Terwijn en haar medewerkers lopen elke herfst de groepen zeven van zes Bijlmerse basisscholen van verschillende signatuur langs, om leerlingen te werven. ‘’Uit de hoogbouw buurt, daar zijn de problemen het grootst.’’ Kinderen die interesse voor de weekendschool hebben, moeten nog wel een keertje komen praten. ‘’Daarbij kijken we puur naar motivatie, die moeten ze toelichten, zodat we zeker weten dat ze het echt zelf willen.’’ De nichtjes Nasiba (13) en Shameena (12) waren zulke kinderen, en zitten nu alweer in groep 3 van de weekendschool. Naseeba:‘’Ik dacht: het is wel leuk om te weten wat je allemaal kan doen, wat je kan worden. Kan je vast wat ervaring opdoen. Nu weet ik wat het allemaal inhoudt, zelfs beeldende kunst. Dat het meer is dan alleen verf  kopen.’’ Shameena:’’De weekendschool is voor iedereen geschikt. Alleen, als je geen zin hebt moet je niet gaan.’’

 

Voor de nichtjes zit het er bijna op, de laatste zondagen zijn ingeruimd voor het programmaonderdeel ‘afronding’. Vandaag hebben ze de drie jaren weekendschool geëvalueerd en gepraat over wat ze willen worden. Nasiba: ‘‘Ik heb best wel veel geleerd, van beroepen en zo. Nu weet ik wat er leuk is en wat stom. Stom was beeldende kunst, en Amerikanistiek was heel stom en filosofie.’’ Shameena:‘’Uhhh, echt saai.’’  Nasiba:’’ Internet was leuk, handel ook.

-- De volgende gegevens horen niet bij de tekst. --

PR #1963, opened 2024-08-10
Bump versions

Ralith:
I'd like to get #1961 published for interop reasons, and we might as well get the docs update out there while we're at it.


Ralith:
Actually, let's get https://github.com/quinn-rs/quinn/pull/1962 in first.

djc (approved):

Ik wil een eigen bedrijf. Maakt niet uit waarin, sieraden of zo.’’ Shameena: ‘’Stewardess, maar dat komt niet door de school, dat komt door de omgeving.’’

 

Voor het gros van de kinderen is de weekendschool een kijkje over de rand van de Bijlmer, naar het Nederland waarvan ze soms weinig weten, maar waar ze het later wel helemaal willen maken. De weekendschool tempert die ambities enigszins. Terwijn:‘’Wij zijn relaxed, zeggen tegen kinderen: zorg dat je iets gaat doen wat je leuk vindt. Je kan wel zeggen dat je dokter wilt worden, maar is dat echt wat je leuk vindt. Dus wat zou je nog meer willen en kunnen doen?’’ Maar voor sommige kinderen is de weekendschool een inspiratiebron van een andere orde, omdat ze er hun talenten ontdekken. Emmanuel (12, 2e jaar) is zo iemand. Hij zuigt het allemaal op. Het liefst wordt hij computerdeskundige. Verrassender is zijn voorkeur voor minder stoere vakken als filosofie en beeldende kunst, het laatste een gevolg van een bezoek aan de kunstacademie. ‘’Je moest je gedachten uitbeelden, hoe dat was. Schilderen, tekenen, beeldwerken, of hoe noem je dat. Misschien wil daar wel verder mee, iets met kunst gaan doen.’’

 

Emmanuel heeft niet alleen zijn talent ontdekt, maar is ook als talent ontdekt, vertelt Heleen Terwijn. ‘’Ze waren daar echt onder de indruk, Emmanuel moest vooral solliciteren als hij zover was. Kijk, als een jongen goed kan tekenen moet dat opvallen op school. Maar het is natuurlijk wel leuk als de directeur van de kunstacademie je uitnodigt te solliciteren. Hij is in meer dingen goed trouwens. Sommige jongens vinden dat veel moeilijker, de meer kunstzinnige vakken. De sociale druk in de Bijlmer is erg groot. Ze zien toch vooral jonge jongens die veel geld verdienen en in grote auto’s rijden. De stap naar de criminaliteit is dan snel gemaakt. Vooral de jongens zitten met een ontzettende peergroup pression. Meisjes laten zich minder van de wijs brengen, die zijn wat cooler.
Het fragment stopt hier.